Western Blot Analysis e imunoprecipitações

lisados ​​de células inteiras foram preparados como descrito previamente [44]. As proteínas foram separadas por electroforese em gel pré-fundido de 8-20% de SDS-poliacrilamida, e, em seguida, transferidas electroforeticamente do gel para membranas de difluoreto de polivinilideno. Após o bloqueio, as manchas foram incubadas com anti-GRP94, anti-GRP78, anti-caspase 12, anti-caspase 7, o anti-PARP, anti-GADD153 (Santa Cruz Biotechnology), anti-calpaína-I (μ-calpaína), anti-calpaina II (m- calpaina) (Santa Cruz Biotechnology), e anti-β actina (Sigma) em PBS anticorpos dentro de 0,1% de Tween 20 durante 1 h, seguido por três lavagens de 10 min em PBS dentro de 0,1% de Tween 20. O membranas foram, então, incubadas com anticorpos secundários conjugados com peroxidase de rábano para 60 min. Em imunoprecipitação, proteínas (500 g) foram incubadas com anticorpos específicos e imobilizado em esferas de proteína A-Sepharose. As esferas foram lavadas extensivamente com tampão de immunoprecipitative Bacco, cozidos, e microcentrifugadas. Entrada 10% do ligado celular para IP e 50 g de proteínas foram analisadas por transferência de Western. A detecção foi realizada com reagente de transferência de Western ECL (Amersham), e quimioluminescência foi exposto pelos filmes Kodak X-Omat.

Calpaína Actividade Ensaios

Suc-Leu-Leu-Val-Tyr-AMC é um substrato de calpaína de proteases.

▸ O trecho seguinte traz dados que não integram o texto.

Issue #2573, opened 2022-10-14
H400 printer seems to take longer to claim than the H300 (4.2)


JJStarrett:
**Describe the bug**
The H400 printer will periodically fail to be claimed on back-to-back receipts with the 100ms claim timeout. 

**To Reproduce**
1. Print any sale receipt that normally prints both a sale and associate receipt
2. Observe that sometimes we fail with the JavaPOS `jpos.JposException: Claim timeout Error`

**Expected behavior**
The H300 seems to not have this problem, so we'd expect the H400 to function similarly. 

**Additional context**
AEO Jira
 - [11181](https://jira.ae.com/projects/PCOM/issues/PCOM-11181)

PR #2574, opened 2022-10-14
Adjust claim timeout slightly (4.2)

JJStarrett:
### Issues Fixed
 - #2573 

### Summary
Cherry-pick of part of https://github.com/JumpMind/openpos-framework/pull/2572, to bring the adjusted timeout to 4.2.


openpos-peripheral/src/main/java/org/jumpmind/pos/print/JavaPOSPrinter.java
```diff
@@ -45,11 +45,11 @@ public void open(String logicalName, EventCallbacks cb) throws JposException {
         try {
             this.printerName = logicalName;
             open((String) settings.get("printerName"));
-            claim(100);
+            claim(200);
```
chenson42, line 48: should it be even bigger than this?  what is wrong with having a timeout of 2 seconds?

JJStarrett: As far as I can tell no, it doesn't seem to cause any issues - I'll bump it up

chenson42 (approved):

PR #2578, opened 2022-10-18
Bugfix/pcom 10950 update all connected devices brand

MRUFFING67:
In reference of [AEO's PCOM-10950](https://jira.ae.com/browse/PCOM-10950).

Updating the brand would originally only affect the device that the brand was changed on.
Now, updating the brand will affect all connected devices. This change will cause the brand to automatically update on connected iPads/customer-displays as well.


openpos-flow/src/main/java/org/jumpmind/pos/core/service/DevToolsActionListener.java
```diff
@@ -250,19 +250,30 @@ private void setCustomerDisplayAuthData(String deviceId, Message message) {
...
-                    .filter(param -> "brandId".equals(param.getParamName()))
-                    .findFirst()
-                    .ifPresent(existingBrand -> existingBrand.setParamValue(brand));
-            devicesRepository.saveDevice(currentDevice);
-            stateManagerFactory.changeBrand(deviceId, brand);
-        } catch (DeviceNotFoundException ex) {
+    private void updateBrand(String brand) {
+
+        // Updates brand for ALL connected devices
+        Set<String> connectedDevices = devicesRepository.getConnectedDeviceIds();
```
jchirico8, line 256: This grabs every device connected to the server. It sounds fine when talking about fixed registers because it's just the register and 1 customer display (unless mobile devices have failed over to it), but the ISP will have several devices that will all be updated. I don't know if that's their intention

jchirico8 (commented):
I'm not sold that we should change the dev menu brand switch option to update anything besides the current device. This isn't meant to be used outside of test environments, so it shouldn't need to be updated to meet business requirements

openpos-flow/src/main/java/org/jumpmind/pos/core/service/DevToolsActionListener.java
MRUFFING67: Right, it would also update the associate display if the customer-display brand is updated from the customer display's DevTools

jchirico8: I mean that it'll update all 4-6 ipads that are connected to the stores mobile server regardless of pairing

PR #2592, opened 2022-10-26
update openpos-service.md

JJStarrett:
### Summary
Update openpos-service.md documentation on endpoint extension, overriding, practices.


openpos-service/src/main/docs/openpos-service.md
```diff
@@ -221,7 +300,7 @@ public class SearchCustomerEndpointOverride {
 }
 ~~~
 
-Oftentimes, like in this example, you will want to augment the existing Endpoint and not completely replace it.  We are recomending you **avoid Java inheritence** in the Endpoint overrides. Instead, you can use composition to cleanly refer to the base Endpoint.  Here is an example where the **base Endpoint is injected, invoked, and it's response can then be augmented by the override**:
+Oftentimes, like in this example, you will want to augment the existing Endpoint and not completely replace it.  We are recommending you **avoid Java inheritance** in the Endpoint overrides. Instead, you can use composition to cleanly refer to the base Endpoint.  Here is an example where the **base Endpoint is injected, invoked, and it's response can then be augmented by the override**:
```
jrmihalick, line 303: I wonder if this is old?  Why would we avoid java inheritance?  We use it often in endpoint overrides.  I know it used to not work, but inheritance has worked for several releases now.

openpos-service/src/main/docs/openpos-service.md
```diff
@@ -239,7 +318,47 @@ public class SearchCustomerEndpointOverride {
 }
 ~~~
 
-So here the key is to @Autowire in the base Endpoint, instead of intertwining the two Endpoint implementations through inheritence.
+So here the key is to `@Autowire` in the base Endpoint, instead of intertwining the two Endpoint implementations through inheritance
+
+## Repositories and Persistence
+
+Normally a module will declare a DBSessionFactory and DBSession in its module declaration class. This makes it natural to write one or more **repository** classes. Any logic that saves or retries data should be placed in a repository class.  The repository class should expose a clean API to the service which does not suggest what persistence technology it is using to save or retrive the data.
```
jrmihalick, line 325: retries?  Should that be retrieves?

JJStarrett: I deleted and re-added this, git's showing this as new. I avoided cleaning any spelling mistakes to not make it too confusing to see what I added, but I think that train's already left. I'll clean the whole doc real quick.

openpos-service/src/main/docs/openpos-service.md
JJStarrett: Well actually - @chenson42 should we still be avoiding inheritance here? I know I personally don't when implementing overridden endpoints, but before I remove this - is that something I _should_ be avoiding?

JJStarrett: Gotcha - went ahead and switched this line to prefer inheritance

chenson42 (approved):

PR #2600, opened 2022-10-28
added variable to store the last focussed index

chandankumarcentric:
fixed issue [#8014](https://github.com/JumpMind/commerce/issues/8014)

Commerce PR# https://github.com/JumpMind/commerce/pull/8015


openpos-client-libs/projects/openpos-client-core-lib/src/lib/core/actions/action.service.ts
```diff
@@ -17,6 +17,7 @@ export class ActionService implements OnDestroy {
     private blockActions: boolean;
     private actionPayloads: Map<string, () => void> = new Map<string, () => void>();
     private actionDisablers = new Map<string, BehaviorSubject<boolean>>();
+    private lastFocusedItemIndex = new BehaviorSubject<number>(-1);
```
jrmihalick, line 20: I think you are going to need to find another way to do this. It's out of place to track this in the ActionService.

jrmihalick (changes requested):

openpos-client-libs/projects/openpos-client-core-lib/src/lib/core/actions/action.service.ts
jrmihalick: How is it being handled on other screens without this change?

chandankumarcentric:
no change needed

PR #2611, opened 2022-11-03
A race condition could give you the incorrect endpoint and because we cache Methods you can end up with mismatched implementations

chenson42:
A race condition could give you the incorrect endpoint and because we cache Methods you can end up with mismatched implementations.  This PR caches all endpoints by path and then by implementation.  It gets rid of the extra map of training endpoints because we now have a data structure that will support them.

This PR also removes @EndpointOverride.   Please use endpoint implementations instead.


jrmihalick:
giphy (2)

chenson42:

A quantificação de ácido 7-amino-4-metilcumarina (AMC) fluorescência permite o acompanhamento da hidrólise enzimática do conjugado péptido-AMC e pode ser utilizado para medir a actividade da enzima. As células foram preparadas e tratadas em 24 poços, placas Corning /Costar. Antes da adição de células inibidores foram carregados com 40 H Suc-Leu-Leu-Val-Tyr-AMC (Biomol) e tratou-se com honokiol para o sincronismo indicado a 37 ° C numa atmosfera humidificada de 5% de CO

2 incubadora. Proteólise da sonda fluorescente foi monitorado usando um sistema de leitura de placas fluorescentes (HTS-7000 Plus Série bioensaio, Perkin Elmer) com configurações de filtro de 360 ​​± 20 nm para excitação e 460 ± 20 nm para a emissão.

siRNA e Ensaios de transfecção

o siARN duplexes específicos para a inibição de calpaina I-(μ-calpaína) e a calpaina II (m- calpaina) expressões em células humanas foram obtidas a partir de Santa Cruz Biotechnology: a calpaína-I, catálogo n ° . sc-29885, uma piscina de específica do destino marco 20-25 nt siRNAs; -calpaína II, catálogo n °. sc-41459, um específico para o alvo de 20-25 nt siRNA. Os ARNsi de controlo (catálogo n °. SC-37007) é um não-direccionamento de 20-25 nt ARNsi concebido como um controlo negativo. Além disso, o siRNA duplexes específicos para a inibição da expressão de GRP94 foi sintetizado comercialmente por MWG Biotech (Alemanha). O sentido (superior) e anti-sentido (inferior) sequências do duplex siARN GRP94 foram como se segue: 5′-GAAGAAGCAUCUGAUUACCTT-3 ‘; 3’-TTCUUCUUCGUAGACUAAUGG-5 ‘. Como controlo não específico, um duplex de siRNA NC com sequências aleatórias foi concebidos como se segue: 5’-AGUUCAACGAGUAUCAGCATT-3 ‘; 3’-TTUCAAGUUGCUCAUAGUCGU-5 ‘. Os ARNsi foram usadas a uma concentração de 100-200 nM para a transfecção transitória de células com lipofectina (Invitrogen) por poço numa placa de 6 poços, com meio fresco. Após 24 h a partir da transfecção inicial e 24-36 h de tratamento, as células ou os lisados ​​celulares foram recolhidos e analisados ​​quanto apoptose ou a expressão da proteína, respectivamente.

imunofluorescência e Laser Scanning Microscopia Confocal

Células eram lavadas duas vezes com PBS, fixadas em paraformaldeído a 4% durante 30 min e, em seguida, bloqueadas por incubação em 1% de albumina de soro bovino em PBS. Os anticorpos primários foram aplicados como indicado para as lâminas a uma diluição de 1:500 e incubadas a 4 ° C durante a noite. As amostras foram tratadas com anticorpos secundários conjugados com FITC ou TRITC-conjugados (Sigma).